→ **Work to be completed**: Look through the entries and count each line that includes the string "ImmutableString". Reply with the number alone.

→ **Listed records**:
PR #1035, opened 2025-03-17
refactor(view): use `is_self_closing_tag` where relevant

innocenzi:


brendt:
The correct term is actually "void" element: https://developer.mozilla.org/en-US/docs/Glossary/Void_element

PR #1037, opened 2025-03-18
refactor(view): is_void_tag

brendt:


innocenzi:
Thanks!

Please remember that PR titles are changelog entries, so before merging they should make sense without context 🥹

PR #1038, opened 2025-03-19
feat(support): add `mapFirstTo` and `mapLastTo` to array utils

innocenzi:
This pull request adds support for using the mapper on the first or last element of an array:

```php
arr(glob(__DIR__ . "/content/{$version->value}/{$category}/*.md"))
  ->map(fn (string $path) => before_first(basename($path), '.'))
  ->sort()
  ->mapFirstTo(ImmutableString::class)
  ->title();
```

### DIFF
--- a/src/Tempest/Mapper/src/Mappers/StringToStringableMapper.php
+++ b/src/Tempest/Mapper/src/Mappers/StringToStringableMapper.php
@@ -1,0 +1,25 @@
+<?php
+
+declare(strict_types=1);
+
+namespace Tempest\Mapper\Mappers;
+
+use Stringable;
+use Tempest\Mapper\Mapper;
+
+final readonly class StringToStringableMapper implements Mapper
+{
+    public function canMap(mixed $from, mixed $to): bool
+    {
+        if (! is_a($to, Stringable::class, allow_string: true)) {
+            return false;
+        }
+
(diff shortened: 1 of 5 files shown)


brendt:
Wouldn't `->limit(1)->mapTo()` be more flexible?

innocenzi:
We would then have to do:

```php
arr(glob(__DIR__ . "/content/{$version->value}/{$category}/*.md"))
  ->map(fn (string $path) => before_first(basename($path), '.'))
  ->sort()
  ->limit(1)
  ->mapTo(ImmutableString::class)
  ->first();
```

It achieves similarly but it's quite longer. That being said, I can implement `limit`/`nth` in this PR and implement `mapFirstTo` and `mapLastTo` on top of it?

innocenzi:
Well... I added `at` (modeled after the ECMScript implementation, supporting negative values), but realized it's not particularly useful to build `mapFirstTo` and `mapLastTo` on top of it...

I also can't find a name for something that would map the specified index using the mapper (`mapAtTo`?)

I suggest keeping the `map` methods this way, in addition to the new `at`, who's also very useful

brendt:
I'm ok with that :)

brendt:
Feel free to merge btw when you're happy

→ **Response below**: 2